OTTAWA -- The federal government is facing a lack of detailed information on some of its key social policy fronts, a situation that one expert warns could well complicate the Liberal promise to make decisions based on evidence.

The "evidence-based policy" mantra has been a familiar one ever since last year's federal election, when Justin Trudeau's Liberals promised to let the facts guide their efforts.

But for months now, civil servants have been looking for innovative ways to fill significant data gaps in priority social policy areas like child care, parental leave, youth employment and labour market information, say internal documents prepared for senior officials at Employment and Social Development Canada.

There are holes in data that would help the government craft a national poverty reduction strategy, including helping at-risk populations like aboriginals on reserve, and helping the country's seniors by helping them financially through a seniors price index.

Even getting that information won't come quickly or cheaply: crafting a new child care policy, for example, would be helped along by a longitudinal study of children's outcomes later in life that would require years of research before any results are available, the documents say.

The issues were first raised in November to the top civil servant in the department, and then again in January when he met with chief statistician at Statistics Canada.

In an email, Employment and Social Development Canada spokesman Josh Bueckert said the department is "considering various ways to respond better to our information needs."

"Currently, we are evaluating the survey portfolio and how to best use data we already have within the department, which includes using our existing administrative data and evaluation results," Bueckert said.

The details, obtained by The Canadian Press under the Access to Information Act, raise questions about what sort of evidence the government intends to consider before setting far-reaching social policies.

And even with that evidence, experts say, the government may end up doing what governments tend to do in any situation: Decide based on votes, not evidence.

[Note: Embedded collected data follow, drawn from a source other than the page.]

PR #1277, opened 2020-06-14
Refactor and organize filter_run.py and filter_run_with_qrels.py

lintool:
`filter_run.py` - keep docids that are on a "whitelist"

`filter_run_with_qrels.py` - either keep or throw away docs in qrels. Replaces `remove_judged_docids.py`

There's a bit of duplication in these scripts. The tradeoff is a single script with more complex logic (hence more potential for bugs) or separate scripts. Going with separate scripts for now.


src/main/python/trec-covid/filter_run_with_qrels.py
```diff
@@ -0,0 +1,95 @@
...
+                docid = cols[2]
+                score = float(cols[4])
+                tag = cols[5]
+
+                if args.runtag:
+                    tag = args.runtag
+
+                if counts[qid] >= args.k:
+                    if check_score:
+                        if score == prev_score:
```
rodrigonogueira4, line 73: replace `==` with `<=`?

src/main/python/trec-covid/filter_run_with_qrels.py
```diff
@@ -0,0 +1,95 @@
...
+    parser.add_argument('--output', type=str, metavar='run', help='Output run.', required=True)
+    parser.add_argument('--runtag', type=str, default=None, metavar='runtag', help='Runtag.')
+    parser.add_argument('--k', type=int, metavar='hits', default=1000, help='Number of hits to retain per topic.')
+    parser.add_argument('--retain',  action='store_true',
+                        help="Retain judged docids, i.e., throw away all unjudged documents.")
+    parser.add_argument('--discard',  action='store_true',
+                        help="Discard judged docids, i.e., keep only documents that are unjudged.")
+    args = parser.parse_args()
+
+    if (args.retain and args.discard) or (not args.retain and not args.discard):
```
rodrigonogueira4, line 50: not a big thing, but `assert` is preferred as it does not need `sys.exit()`

src/main/python/trec-covid/filter_run_with_qrels.py
lintool: Got it!

src/main/python/trec-covid/filter_run_with_qrels.py
lintool: Since this is an actual command-line program, `assert` will throw stack trace which I think is actually more confusing.

lintool: Will change to just `return`,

"The pessimist in me -- and this won't surprise you in the least -- (says) that decisions, even when there is evidence, quite often are heavily influenced by political considerations," said Shaun Young, who has studied how governments make policy with the data available to them.

Young, a veteran of policy development with the Ontario government who now works in the office of the University of Toronto's vice-president of research and innovation, said when governments lack data, they will often point to "best practices" in other countries or jurisdictions as a source of evidence.

"People in the evidence-based policy-making field are often cautious and will often say you can't really make that type of generalization," said Young, author of the 2014 book, "Evidence-based Policy-Making in Canada."

"Something that worked in Alberta, in Calgary, you can't then assume that it's going to work in the same way or the same effectiveness in Bolton, Ont."

He said there isn't any agreed-upon volume or specific type of data that experts say would constitute enough to generate an evidence-based policy decision.

Often, the best kinds of evidence comes from detailed, labour-intensive reviews that take a fair amount of time to complete -- sometimes longer than a government holds office.

In recent years, however, budget cutbacks in Employment and Social Development Canada have limited how much of that kind of work has taken place.

Instead of spending money on long-term research work, the department has had to focus on "priority areas to help manage financial pressures," according to a briefing note from November.

Last year, the department spent $45 million on research projects. This year, it plans to spend $43 million.

Lost research included a workplace and employee survey that was cut in 2009 and a labour and income survey cut in 2011, said Kathleen Walsh, interim executive director for the advocacy group Evidence for Democracy.

"The termination of these longitudinal studies affect more than just federal government policy, but also provincial and municipal policy, as well civil society and think tanks that rely on Statistics Canada data for research, and to hold the government to account on creating the best possible policy," Walsh said.

Even with the return of the mandatory long-form census, Walsh said the Liberals "certainly have their work cut out for them if they want to create social policy based on evidence."